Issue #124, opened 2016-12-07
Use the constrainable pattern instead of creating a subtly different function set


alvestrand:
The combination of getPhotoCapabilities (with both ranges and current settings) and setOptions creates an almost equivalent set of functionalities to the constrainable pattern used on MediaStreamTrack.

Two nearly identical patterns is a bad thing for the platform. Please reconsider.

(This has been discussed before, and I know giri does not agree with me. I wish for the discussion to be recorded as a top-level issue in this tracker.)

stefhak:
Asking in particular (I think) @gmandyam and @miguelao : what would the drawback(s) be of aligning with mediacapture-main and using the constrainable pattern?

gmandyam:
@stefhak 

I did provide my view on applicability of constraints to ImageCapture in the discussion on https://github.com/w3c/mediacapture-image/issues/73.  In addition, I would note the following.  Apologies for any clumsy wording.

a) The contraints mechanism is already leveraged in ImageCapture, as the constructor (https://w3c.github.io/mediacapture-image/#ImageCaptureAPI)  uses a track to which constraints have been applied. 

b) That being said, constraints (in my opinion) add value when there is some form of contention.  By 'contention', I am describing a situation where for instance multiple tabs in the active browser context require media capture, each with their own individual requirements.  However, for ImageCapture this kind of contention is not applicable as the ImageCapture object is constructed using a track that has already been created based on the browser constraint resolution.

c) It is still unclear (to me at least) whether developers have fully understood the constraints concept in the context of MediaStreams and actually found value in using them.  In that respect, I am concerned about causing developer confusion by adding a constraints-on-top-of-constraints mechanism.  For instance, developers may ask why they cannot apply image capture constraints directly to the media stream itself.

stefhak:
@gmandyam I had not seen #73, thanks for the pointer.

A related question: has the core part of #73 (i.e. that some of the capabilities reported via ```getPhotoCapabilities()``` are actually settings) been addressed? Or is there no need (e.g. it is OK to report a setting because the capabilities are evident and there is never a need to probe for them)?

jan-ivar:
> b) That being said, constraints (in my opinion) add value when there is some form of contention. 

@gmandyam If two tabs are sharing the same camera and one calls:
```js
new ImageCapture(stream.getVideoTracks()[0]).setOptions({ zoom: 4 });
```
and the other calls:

________________

◆ YOUR OBJECTIVE ◆
Every line that contains the string "https" should be returned from the data.

◆ RESULT FOR THIS TASK ◆
I did provide my view on applicability of constraints to ImageCapture in the discussion on https://github.com/w3c/mediacapture-image/issues/73.  In addition, I would note the following.  Apologies for any clumsy wording.
a) The contraints mechanism is already leveraged in ImageCapture, as the constructor (https://w3c.github.io/mediacapture-image/#ImageCaptureAPI)  uses a track to which constraints have been applied. 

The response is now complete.